While rates of heroin and prescription opioid overdose deaths have started to level out, overdose deaths involving synthetic opioids have continued to increase. Rates of overdose deaths involving fentanyl doubled each year from 2013 to 2016. “The life expectancy data come out shortly and I expect we will have a historic, year over year increase in death rate and decline in life expectancy,” says Daniel Ciccarone of the University of California, San Francisco. “That’s still being driven by fentanyl. We still have a crisis on our hands.”

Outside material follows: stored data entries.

PR #1642, opened 2025-07-25
Use async RPCs for FE task management

earhart:
## Context

We want to use asynchronous RPCs for FE task management, so that we can stream results and get progress updates from the FE.

## What

This change implements the executor side of using asynchronous streaming RPCs for FE task management.  NB: It should not go in until https://github.com/tensorlakeai/tensorlake/pull/284 lands.

## Testing

Tensorlake tests, Indexify Python tests

## Contribution Checklist

- [X] If a Python package was changed, please run `make fmt` in the package directory.

### DIFF
--- a/indexify/src/indexify/executor/function_executor_controller/run_task.py
+++ b/indexify/src/indexify/executor/function_executor_controller/run_task.py
@@ -88,7 +88,6 @@ async def run_task_on_function_executor(
 
     metric_function_executor_run_task_rpcs.inc()
     metric_function_executor_run_task_rpcs_in_progress.inc()
-    start_time = time.monotonic()
     # Not None if the Function Executor should be terminated after running the task.
     function_executor_termination_reason: Optional[
         FunctionExecutorTerminationReason
@@ -101,7 +100,7 @@ async def run_task_on_function_executor(
     # let the AioRpcError to be raised here.
     timeout_sec = task_info.allocation.task.timeout_ms / 1000.0
     try:
-        task_result = await _run_task(task, function_executor, timeout_sec)
+        task_result = await _run_task_rpcs(task, function_executor, timeout_sec)
 
         task_info.output = _task_output_from_function_executor_result(
             allocation=task_info.allocation,
@@ -111,7 +110,8 @@ async def run_task_on_function_executor(
             logger=logger,
         )
     except asyncio.TimeoutError:
-        # The task is still running in FE, we only cancelled the client-side RPC.
+        # This is an await_task() RPC timeout - we're not getting
+        # progress messages or a task completion.
         function_executor_termination_reason = (
             FunctionExecutorTerminationReason.FUNCTION_EXECUTOR_TERMINATION_REASON_FUNCTION_TIMEOUT
         )
@@ -122,13 +122,26 @@ async def run_task_on_function_executor(
             execution_end_time=time.monotonic(),
         )
     except grpc.aio.AioRpcError as e:
-        metric_function_executor_run_task_rpc_errors.inc()
-        logger.error("task execution failed", exc_info=e)
-        task_info.output = TaskOutput.internal_error(
-            allocation=task_info.allocation,
-            execution_start_time=execution_start_time,
-            execution_end_time=time.monotonic(),
-        )
+        if e.code() == grpc.StatusCode.DEADLINE_EXCEEDED:
+            # This is either a create_task() RPC timeout or a
+            # delete_task() RPC timeout; either suggests that the FE
+            # is unhealthy.
+            function_executor_termination_reason = (
+                FunctionExecutorTerminationReason.FUNCTION_EXECUTOR_TERMINATION_REASON_UNHEALTHY
+            )
+            task_info.output = TaskOutput.function_executor_unresponsive(
+                allocation=task_info.allocation,
+                execution_start_time=execution_start_time,
+                execution_end_time=time.monotonic(),
+            )
+        else:
+            metric_function_executor_run_task_rpc_errors.inc()
+            logger.error("task execution failed", exc_info=e)
+            task_info.output = TaskOutput.internal_error(
+                allocation=task_info.allocation,
+                execution_start_time=execution_start_time,
+                execution_end_time=time.monotonic(),
+            )
     except asyncio.CancelledError:
         # The task is still running in FE, we only cancelled the client-side RPC.
         function_executor_termination_reason = (
@@ -148,7 +161,9 @@ async def run_task_on_function_executor(
             execution_end_time=time.monotonic(),
         )
 
-    metric_function_executor_run_task_rpc_latency.observe(time.monotonic() - start_time)
+    metric_function_executor_run_task_rpc_latency.observe(
+        time.monotonic() - execution_start_time
+    )
     metric_function_executor_run_task_rpcs_in_progress.dec()
 
     function_executor.invocation_state_client().remove_task_to_invocation_id_entry(
@@ -178,48 +193,62 @@ async def run_task_on_function_executor(
     )
 
 
-async def _run_task(
+async def _run_task_rpcs(
     task: Task, function_executor: FunctionExecutor, timeout_sec: float
-):
-    """Runs the task, returning the result, reporting errors via exceptions."""
+) -> TaskResult:
+    """Runs the task, returning the result, reporting errors via exceptions.
 
-    last_response: Optional[AwaitTaskProgress] = None
+    Exceptions:
+
+        asyncio.TimeoutError: Timeout while waiting for progress
+            messages from the function executor.
+
+        grpc.aio.AioRpcError(grpc.StatusCode.DEADLINE_EXCEEDED):
+            Timeout in the create_task() or delete_task() RPCs,
+            indicating either an error in the implementation or
+            badly-behaved user code.
+
+        Anything else: Other system failures (incorrect function
+            executor response, unable to connect to the function
+            executor, &c).
+    """
+
+    response: AwaitTaskProgress
     channel: grpc.aio.Channel = function_executor.channel()
     fe_stub = FunctionExecutorStub(channel)
 
-    # Use a single timeout across all three GRPC calls, restarting when await_task() returns responses
-    current_rpc = None
+    # Create task with timeout
+    await fe_stub.create_task(
+        CreateTaskRequest(task=task), timeout=_CREATE_TASK_TIMEOUT_SECS
+    )
 
-    try:
-        # Create task with timeout
-        current_rpc = fe_stub.create_task(CreateTaskRequest(task=task))
-        await asyncio.wait_for(current_rpc, timeout=_CREATE_TASK_TIMEOUT_SECS)
-        current_rpc = None
+    # Await task with timeout resets on each response
+    await_rpc = fe_stub.await_task(AwaitTaskRequest(task_id=task.task_id))
 
-        # Await task with timeout resets on each response
-        current_rpc = fe_stub.await_task(AwaitTaskRequest(task_id=task.task_id))
+    while True:
+        # Wait for next response with fresh timeout each time
+        response = await asyncio.wait_for(await_rpc.read(), timeout=timeout_sec)
+        if response.WhichOneof("response") == "task_result":
+            # We're done waiting; cancel the outstanding RPC to ensure
+            # any resources in use are cleaned up.
+            await_rpc.cancel()
+            break
 
-        while True:
-            # Wait for next response with fresh timeout each time
-            response = await asyncio.wait_for(current_rpc.read(), timeout=timeout_sec)
-            if response == grpc.aio.EOF:
-                current_rpc = None
-                break
-            last_response = response
+        # NB: We don't actually check for other message types
+        # here; any message from the FE is treated as an
+        # indication that it's making forward progress.
 
-        # Delete task with timeout
-        current_rpc = fe_stub.delete_task(DeleteTaskRequest(task_id=task.task_id))
-        await asyncio.wait_for(current_rpc, timeout=_DELETE_TASK_TIMEOUT_SECS)
+        if response == grpc.aio.EOF:
+            raise Exception(
+                "Function Executor didn't return function/task alloc response"
+            )
 
-    finally:
-        # Cancel any outstanding RPCs to clean up our client-side resources
-        if current_rpc is not None:
-            current_rpc.cancel()
+    # Delete task with timeout
+    await fe_stub.delete_task(
+        DeleteTaskRequest(task_id=task.task_id), timeout=_DELETE_TASK_TIMEOUT_SECS
+    )
 
-    if not last_response or last_response.WhichOneof("response") != "task_result":
-        raise Exception("Expected a final task result")
-
-    return last_response.task_result
+    return response.task_result
 
 
 def _task_output_from_function_executor_result(
--- a/indexify/src/indexify/executor/function_executor_controller/run_task.py
+++ b/indexify/src/indexify/executor/function_executor_controller/run_task.py
@@ -93,6 +93,12 @@ async def run_task_on_function_executor(
         FunctionExecutorTerminationReason
     ] = None
 
+    # NB: We start this timer before invoking the first RPC, since
+    # user code should be executing by the time the create_task() RPC
+    # returns, so not attributing the task management RPC overhead to
+    # the user would open a possibility for abuse. (This is somewhat
+    # mitigated by the fact that these RPCs should have a very low
+    # overhead.)
     execution_start_time: Optional[float] = time.monotonic()
 
     # If this RPC failed due to customer code crashing the server we won't be
@@ -122,26 +128,35 @@ async def run_task_on_function_executor(
             execution_end_time=time.monotonic(),
         )
     except grpc.aio.AioRpcError as e:
+        # This indicates some sort of problem communicating with the FE.
+        #
+        # NB: We charge the user in these situations: code within the
+        # FE is not isolated, so not charging would enable abuse.
+        #
+        # This is an unexpected situation, though, so we make sure to
+        # log the situation for further investigation.
+
+        function_executor_termination_reason = (
+            FunctionExecutorTerminationReason.FUNCTION_EXECUTOR_TERMINATION_REASON_UNHEALTHY
+        )
+        metric_function_executor_run_task_rpc_errors.inc()
+
         if e.code() == grpc.StatusCode.DEADLINE_EXCEEDED:
             # This is either a create_task() RPC timeout or a
             # delete_task() RPC timeout; either suggests that the FE
             # is unhealthy.
-            function_executor_termination_reason = (
-                FunctionExecutorTerminationReason.FUNCTION_EXECUTOR_TERMINATION_REASON_UNHEALTHY
-            )
-            task_info.output = TaskOutput.function_executor_unresponsive(
-                allocation=task_info.allocation,
-                execution_start_time=execution_start_time,
-                execution_end_time=time.monotonic(),
-            )
+            logger.error("task management RPC execution deadline exceeded", exc_info=e)
         else:
-            metric_function_executor_run_task_rpc_errors.inc()
-            logger.error("task execution failed", exc_info=e)
-            task_info.output = TaskOutput.internal_error(
-                allocation=task_info.allocation,
-                execution_start_time=execution_start_time,
-                execution_end_time=time.monotonic(),
-            )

Local efforts inspire optimism

With all that said, there is some room for hope. Prescription opioid- and heroin-related deaths are trending downward, pushing overall opioid and drug overdose deaths down even as fentanyl use continues to spread. Differences among states suggest that local initiatives are having a positive impact on overdose death rates. According to Marshall, the states with comprehensive, evidence-based plans are the ones seeing the declines.

Keith Humphreys

Humphreys points to “great provision of treatment under the Affordable Care Act as well as expansion of access to the overdose rescue drug naloxone” as the most likely causes of the drop in overdose deaths. Indeed, in states like Vermont, Rhode Island, and Massachusetts, campaigns to prevent fatal overdoses with naloxone and expand access to addiction treatment have resulted in a decrease in overdose deaths.
In Rhode Island, Marshall lauds the success of a four pillar strategic plan focused on prevention, treatment, rescue, and recovery launched in 2015. “We’ve been successful at scaling up evidencebased treatment in Rhode Island in a big way,” he says. “For instance, on the rescue side, we’ve gone hard on distributing naloxone in communities and we know that’s making a difference. We distributed 16,700 naloxone kits in 2017. We’re a state of a million people, so that’s about one kit for every hundred people.”
Along with naloxone access and peer-recovery specialists for overdose victims, Rhode Island has a drug-treatment program available to all state prisoners — a group of people at high risk for relapse and overdose.

Room for improvement

While successes at the local level offer some cause for optimism, experts say there are too many people without access to life-saving prevention and treatment. “Clearly, the drop in overdose deaths is good news, but we are still losing over a thousand people a week, so this is no cause for celebration or complacency,” says Humphreys. “We still have substantial parts of the U.S., especially in rural areas, where treatment is in short supply. Also, many treatment programs do not offer FDA-approved medications that are effective in treating opioid addiction.”
Marshall says that in Rhode Island, the focus on harm reduction (e.g., syringe service programs, naloxone distribution) is making a difference, but such efforts need to be scaled up dramatically to reach everyone at risk for overdose. He also notes the need to support people in their recovery from addiction. “Another focus is on the social determinants of health, those factors we know are important to help people thrive and lead healthy lives, like employment, housing, and education,” says Marshall. “Even if we have a high-quality treatment system, we still need those supports in place for people to continue to be successful in their recovery.”
Ciccarone agrees that there is more work that needs to be done. “As a nation, we need to get our act together to create a healthier, more resilient society. We need to evaluate where we are and ask if we can do a better job,” he says. “That’s the challenge in front of us. If we as a society don’t act quickly, we could be stuck with a drug problem that is not solvable and living with high levels of mortality from whatever the drug of the year is. “We need a more comprehensive evaluation of the problem and a much more courageous treatment plan,” he adds.